В холодном свете зимнего дня ей были видны все мельчайшие черточки его лица — глубокие складки вокруг рта, смешливые морщинки, расходившиеся из уголков глаз, шрам на правой щеке после падения в раннем детстве, который выглядел как ямочка и часто придавал его лицу обманчиво приветливое выражение. Его темные жесткие волосы немного поредели на висках, а широкие выразительные брови слегка посеребрила седина. Но до самой смерти он все равно будет выглядеть по-мальчишески. Мэг осознавала, что влюбляется в это лицо, это тело, этот ум, в этого мужчину. Больше всего на свете ей хотелось сделать так, чтобы он был счастлив и мог гордиться ею. Она страстно желала поцеловать и разгладить хмурую складку, залегшую между его бровей. Но складка останется на месте. Она это знала заранее, потому что ответила:
— Я уже пообещала Люсинде, что помогу ей.

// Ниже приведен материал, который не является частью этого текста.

PR #1139, opened 2022-11-18
Improve error message when forgetting plugin.

### LINKED ISSUE #1060: Improve error message when forgetting to apply plugin
When you forget to apply the Realm Kotlin plugin, the build will fail with a rather unhelpful error message as in https://github.com/realm/realm-kotlin/issues/1023

We should improve the error message to indicate that this might be the problem

elle-j:
## Description

Closes #1060.

If KMM users forget to add the Kotlin plugin, the error message is now more appropriate.

##  TODO

* [ ] <s>Changelog entry</s>
* [x] Tests (if applicable)

### DIFF
--- a/packages/library-base/src/commonMain/kotlin/io/realm/kotlin/Configuration.kt
+++ b/packages/library-base/src/commonMain/kotlin/io/realm/kotlin/Configuration.kt
@@ -16,6 +16,7 @@
 
 package io.realm.kotlin
 
+import io.realm.kotlin.internal.MISSING_PLUGIN_MESSAGE
 import io.realm.kotlin.internal.REALM_FILE_EXTENSION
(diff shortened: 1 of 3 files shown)


rorbech (commented):
Nice, but a bit dangerous to include a link as theres pages could be moving around. Maybe reuse/align it with https://github.com/realm/realm-kotlin/blob/6cc4f1c48bdf64abc4d842e7c5b9f358ecb4ce1e/packages/library-base/src/commonMain/kotlin/io/realm/kotlin/internal/RealmUtils.kt#L55 so we only have one phrasing of this and avoid the reference.

rorbech (approved):
You can signal that you don't think this requires a changelog entry by ~~striking it through~~ in the TODOs

PR #163, opened 2022-01-26
Cleaning up wanted books

mgbennet:
Remove several books already in the collection, and one duplicate entry.


acabal:
Good catches, thanks!

PR #165, opened 2022-03-15
Link to latest version of manual

ConcaveTrillion:
Instead of pointing to older version of manual, link to latest version


acabal:
We don't link to `latest` on purpose because the numbering can change between versions. The only sane way to make sure documents like these stay *correct* (if not *current*) without our having to review them constnatly is to link to specific manual versions.

ConcaveTrillion:
Makes sense. Can I submit a PR to update these specific links to the new version of the manual, or do you do a review every so often to get them all at once?

PR #167, opened 2022-04-17
Increase JPEG quality of 242px thumbnails to 85%

bentley:
[I’ve whined before](https://github.com/standardebooks/tools/issues/405) about how *The Great Gatsby*’s cover is badly affected by JPEG artifacts in the “Browse Ebooks” page. This one really sticks out like a sore thumb…nail. It may affect others with similar characteristics too (solid color with scattered details?).

I’d like to propose bumping the quality on these smallest images to 85%, the maximum quality suggested by Google Page Speed Insights. It makes the artifacting a lot less noticeable, and in my simplistic tests increases the filesize by about 25%, or under 2 kilobytes per thumbnail. That seems negligible to me—although of course I’m not the one who has to cover bandwidth and placate PageRank.

90% provides visibly better results but more than doubles the filesize, so that seems not so useful.

### DIFF
--- a/scripts/deploy-ebook-to-www
+++ b/scripts/deploy-ebook-to-www
@@ -226,7 +226,7 @@ do
 		sed -i "s/cover\.jpg/${urlSafeIdentifier}\.jpg/g" "${imgWorkDir}/${urlSafeIdentifier}.svg"
 
 		# Resize and compress the image (formula from Google Page Speed Insights)
-		convert -resize "242" -sampling-factor 4:2:0 -strip -quality 80 -colorspace RGB -interlace JPEG "${imgWorkDir}/${urlSafeIdentifier}.svg" "${imgWorkDir}/${urlSafeIdentifier}-cover.jpg"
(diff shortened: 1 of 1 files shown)


acabal:
Does a 5% increase actually make a visible difference? The Gatsby thumbnail is the most noticeable because its composition is the kind of image that JPG is traditionally bad at: small-high contrast detail of the lips against the sky. At the moment I don't think any other thumbnail looks nearly as bad because most other ones don't have that kind of composition. And I imagine that 5% isn't going to look a whole lot better given this poorly-suited image.

bentley:
Yes, I think the difference is visible, especially in the avif.

80%: 
thumb-80 avif

85%: 
thumb-85 avif

90%: 
thumb-90 avif

At 80% the top edge of the artifact manifests a light‐colored thin line, and the bottom edge is straight, making the lips look like a single box‐shape. At 85% there is still some artifacting but the top and bottom edges are close to the background color, so it’s no longer obviously square.

acabal:
I see a difference but honesty I don't think it's a very big one, and 85% still has clear artifacting around the lips. I don't think it's worth a 25% increase in file size especially since it's really only Gatsby that has this problem. We'd be increasing total bandwidth cost by 25% across the whole corpus, to only slightly improve a single image, and not even actually fix it because it would still be artifacted. So let's put this aside for now, sorry :(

Как обычно, Оливер записывал для Мэг сообщения, которые считал важными, на розовых липких стикерах для заметок, а менее срочные звонки — на автоответчик.
— Как все прошло? — спросил Оливер, протягивая ей полдюжины записок. — Ты выглядишь заторможенной. Это хороший знак или плохой?
Хотя Мэг не посвящала Оливера в детали своего конфликта с Фридой Жарвис, не говоря уже о том, что ею был подан иск, он каким-то образом умудрился извлечь достаточно информации из телефонных разговоров и своих проницательных наблюдений, чтобы по кусочкам сложить для себя общую картину.